In [2]:
import pickle
import faiss
import numpy as np
from sentence_transformers import SentenceTransformer

# Load embeddings
with open("data/embeddings/embeddings.pkl", "rb") as f:
    data = pickle.load(f)

embeddings = data["embeddings"]
metadata = data["metadata"]

# Build FAISS index
d = embeddings.shape[1]  # dimension
index = faiss.IndexFlatL2(d)
index.add(embeddings)

print(f"FAISS index built with {len(metadata)} entries")

# Load same embedder
embedder = SentenceTransformer("all-mpnet-base-v2")

label_map = {
    0: "SCR",   # Similar Case Retrieval
    1: "PCR"    # Precedent Case Retrieval
}

def search_cases(query, top_k=5, filter_label=None):
    query_vec = embedder.encode([query], convert_to_numpy=True)
    D, I = index.search(query_vec, top_k)
    
    results = []
    for idx in I[0]:
        case = metadata[idx]
        case_label = int(case["label"])  # convert string → int
        case["label_name"] = label_map[case_label]
        
        if filter_label and case["label_name"] != filter_label:
            continue
        results.append(case)
    return results

FAISS index built with 577 entries


for i in range(5):
    print(metadata[i])

labels = set([r["label"] for r in metadata])
print(labels)

In [3]:
# Similar Case Retrieval (SCR)
results = search_cases("right to privacy under the 4th amendment", top_k=3)
for r in results:
    print(r["case_id"], r["text"][:200])

0328-01_4 in a criminal case.
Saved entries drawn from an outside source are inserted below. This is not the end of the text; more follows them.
PR #299, opened 2023-02-20
Fix missing projectId API param in resource_network_ssh_key

artraf:


artraf:
dependence: https://github.com/equinix/ne-go/pull/20

displague:
This will be a breaking change, @artraf. Does the API absolutely require the project_id field now or is a default value used if the parameter is omitted? Has this field always been required (and if so, how did that go unnoticed in Terraform)?

I believe we should add a CHANGELOG entry for 1.13.0 to introduce this breaking change.  1.12.0's changelog entry was missed. It can be copied from here: https://github.com/equinix/terraform-provider-equinix/releases/tag/v1.12.0

artraf:
@displague It's can't be omitted. I added a CHANGELOG entry in my last commit. I think this required field appeared after implementation of projects functionality by Eqx.

ctreatma:
After chatting with the NE team, it sounds like this behavior was a bug that has since been resolved, and the `project_id` should not be required for `resource_network_ssh_key`.  Are you still experiencing this issue?

artraf:
@ctreatma yes. In the case of several projects, the project_id is still required. Otherwise, the created key will be assigned to a random project and could be inaccessible

ctreatma:
@rling-equinix can you take a look at this PR as well as https://github.com/equinix/ne-go/pull/20 and let us know if we can move forward with them?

The Chandler court viewed Florida’s decision to allow audiovisual coverage of court proceedings as “an exercise of authority reserved to the states under our federalism.” (Id. at 5
0321-01_3 (2) implicitly, when the Federal legislation is so comprehensive in scope that it is inferable that Congress intended to fully occupy the “field” of its subject matter; or (3) implicitly, when State l
0618-01_7 you have the right to remain silent. Anything you say can and will be used against you in a court of law. You have the right to talk to a lawyer and have him present with you while you’re being questi


In [20]:
results_scr = search_cases("property dispute", top_k=3, filter_label="SCR")
results_pcr = search_cases("fundamental rights violation", top_k=3, filter_label="PCR")